In 2018, she won the gold medal in the T38 100 metres for women at the Commonwealth Games; in doing so she became the first female track and field athlete to hold gold medals in the same event from the World Championships, Paralympic Games, European Championships and Commonwealth Games, mirroring in parasports the achievements of fellow Paralympian Dan Greaves, and Olympic champions Daley Thompson, Linford Christie, Sally Gunnell, Jonathan Edwards and Greg Rutherford.

==Career history==
Hahn, who has cerebral palsy, came into athletics at the age of 15. Enthused by the 2012 Summer Paralympics in London, her older brother, knowing of her pace as a runner encouraged her to seek an athletics club. Her mother got in touch with her nearest club and Hahn was called in for trials and accepted by coach Joseph McDonnell. Her first competitive races occurred in 2013, and in the Charnwood Athletics warm up she took the 100m and 200m races. After entering several tournaments in June, she broke onto the British sprinting scene by taking first place at the England Athletics Senior Disability Championships, winning both 100m (13.27s) and 200m (27.88s).

Selected for the IPC World Championships in Lyon in the T38, Hahn was entered in both the 100m and 200m in the T38 classification. On 21 July, she won her qualifying heat of the 200m with a time of 27.56. In the final she was beaten by Brazil's Verônica Hipólito, but held on to take the silver medal. On 23 July she qualified for the 100m sprint, this time coming in second. The next day, in the final, Hahn ran a world record time of 13.10s, beating Hipolito into second place.

At the 2016 Paralympics in Rio de Janeiro, she won a gold medal in the 100 metres.

Hahn won gold in the 100 metres at the 2018 Commonwealth Games on the Gold Coast in Australia. Also in 2018, Hahn had her impairment classification questioned by the father of a rival, Olivia Breen. At a Parliamentary select committee, Michael Breen claimed Hahn had been misclassified and was getting an unfair advantage.

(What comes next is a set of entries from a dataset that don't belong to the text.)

PR #6184, opened 2026-08-20
NetApp Volumes: mount large-capacity volumes via Cloud DNS

okrause:
Large-capacity volumes and FlexCache expose multiple NFS endpoint IPs. Add volume dns_config and private-zone support so clients, including Slurm, mount by FQDN and use every endpoint. Update EDA and Slurm examples plus docs.


okrause:
PRed from main instead of commit. Closing and will open correct PR.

At the 2019 World Para Athletics Championships in Dubai, she claimed gold and set new world records in both the 100 metres and 200 metres.

In June 2021, Hahn was among the first dozen athletes chosen for the UK athletics team at the delayed 2020 Paralympics in Tokyo where she won gold in the 100 metres.

At the 2022 Commonwealth Games in Birmingham, Hahn won a silver medal in the 100 metres. While a year later at the 2023 World Para Athletics Championships in Paris, she took bronze in both the 100 metres and 200 metres.

At the 2024 Summer Paralympics Sophie came 6th in the T38 100 metres.